Find and return every line of the data that contains the word "class".

------ Dataset records ------

PR #704, opened 2026-03-31
Add multi-platform aware cache.

Toys0125:
Branch summary: Platform-aware cache for downloaded BEE/BME content.

This branch adds multi-platform awareness to the shared bundle cache so Linux and Windows builds no longer clobber each other when they download the same remote content. Previously the cache keyed on remote URL and UniqueVersion only, which meant avatars, props, worlds, preloads, and content-share items could reuse or overwrite the wrong platform payload. That would cause cases where metadata said a platform was supported but the cached bytes on disk were actually from another platform.

What changed:
- Added DownloadedPlatform to BEE metadata.
- Made BEE/BME cache filenames platform-aware.
- Made the on-disk metadata index platform-aware instead of URL-only.
- Prefer the current runtime platform when resolving cached content.
- Force a redownload when an older cached bundle is present but fails to load.
- Updated cache listing, eviction, deletion, and clear-cache flows to handle multiple platform variants of the same remote URL correctly.

Scope:
- Basis/Packages/com.basis.bundlemanagement/BasisBEEExtensionMeta.cs
- Basis/Packages/com.basis.bundlemanagement/BasisBeeManagement.cs
- Basis/Packages/com.basis.bundlemanagement/BasisIOManagement.cs
- Basis/Packages/com.basis.bundlemanagement/BasisLoadhandler.cs
- Basis/Packages/com.basis.bundlemanagement/BasisStorageManagement.cs

Net result:
- A StandaloneLinux download no longer overwrites the StandaloneWindows cache entry for the same content, and vice versa.
- The fix applies across all content types that use the shared bundle cache, not just avatars.
- Older cache entries are still handled defensively through fallback path resolution and redownload-on-failure behavior.

### DIFF
--- a/Basis/Packages/com.basis.bundlemanagement/BasisBeeManagement.cs
+++ b/Basis/Packages/com.basis.bundlemanagement/BasisBeeManagement.cs
@@ -9,7 +9,7 @@ public static class BasisBeeManagement
     {
         return metaInfo != null &&
                !string.IsNullOrEmpty(metaInfo.DownloadedPlatform) &&
-               BasisBundleConnector.PlatformMatch(metaInfo.DownloadedPlatform);
+               BasisIOManagement.CachePlatformMatchesCurrent(metaInfo.DownloadedPlatform);
     }
 
     /// <summary>
--- a/Basis/Packages/com.basis.bundlemanagement/BasisBeeManagement.cs
+++ b/Basis/Packages/com.basis.bundlemanagement/BasisBeeManagement.cs
@@ -5,6 +5,13 @@ using System.Threading.Tasks;
 using UnityEngine;
 public static class BasisBeeManagement
 {
+    private static bool HasCompatibleDownloadedPlatform(BasisBEEExtensionMeta metaInfo)
+    {
+        return metaInfo != null &&
+               !string.IsNullOrEmpty(metaInfo.DownloadedPlatform) &&
+               BasisBundleConnector.PlatformMatch(metaInfo.DownloadedPlatform);
+    }
+
     /// <summary>
     /// this allows obtaining the entire bee file
     /// </summary>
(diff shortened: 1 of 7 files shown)


Basis/Packages/com.basis.bundlemanagement/BasisBeeManagement.cs
```diff
@@ -63,10 +77,31 @@ public static async Task HandleBundleAndMetaLoading(BasisTrackedBundleWrapper wr
         try
         {
             AssetBundleCreateRequest bundleRequest = await BasisEncryptionToData.GenerateBundleFromFile(wrapper.LoadableBundle.UnlockPassword, output.Item2, output.Item1.AssetBundleCRC, report);
+            if (bundleRequest == null || bundleRequest.assetBundle == null)
+            {
+                if (shouldUseOnDiskMeta && !didForceRedownload)
```
dooly123, line 82: Will this cause a feedback loop of no bad bundle -> download -> attempt bad bundle -> download repeating

dooly123:
Would separating the folder structure also help to reduce churn of redownloading?

Basis/Packages/com.basis.bundlemanagement/BasisBeeManagement.cs
Toys0125: The next check of didForceRedownload is the check flag so it only does it once per invocation.

Toys0125: Only thing we could do is either delete the bad local file, and return an error about the download being bad.

Toys0125:
> Would separating the folder structure also help to reduce churn of redownloading?

Only redownload when it fails to load the cache. So atm it just leaves the old cache file.
So its `uniquefilename`-`platform`.BEE for the cache on new downloads only.

Toys0125:
> Would separating the folder structure also help to reduce churn of redownloading?

Granted using separate folders will reduce Startup Churn.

------

- Exercise solution -
@@ -9,7 +9,7 @@ public static class BasisBeeManagement
 public static class BasisBeeManagement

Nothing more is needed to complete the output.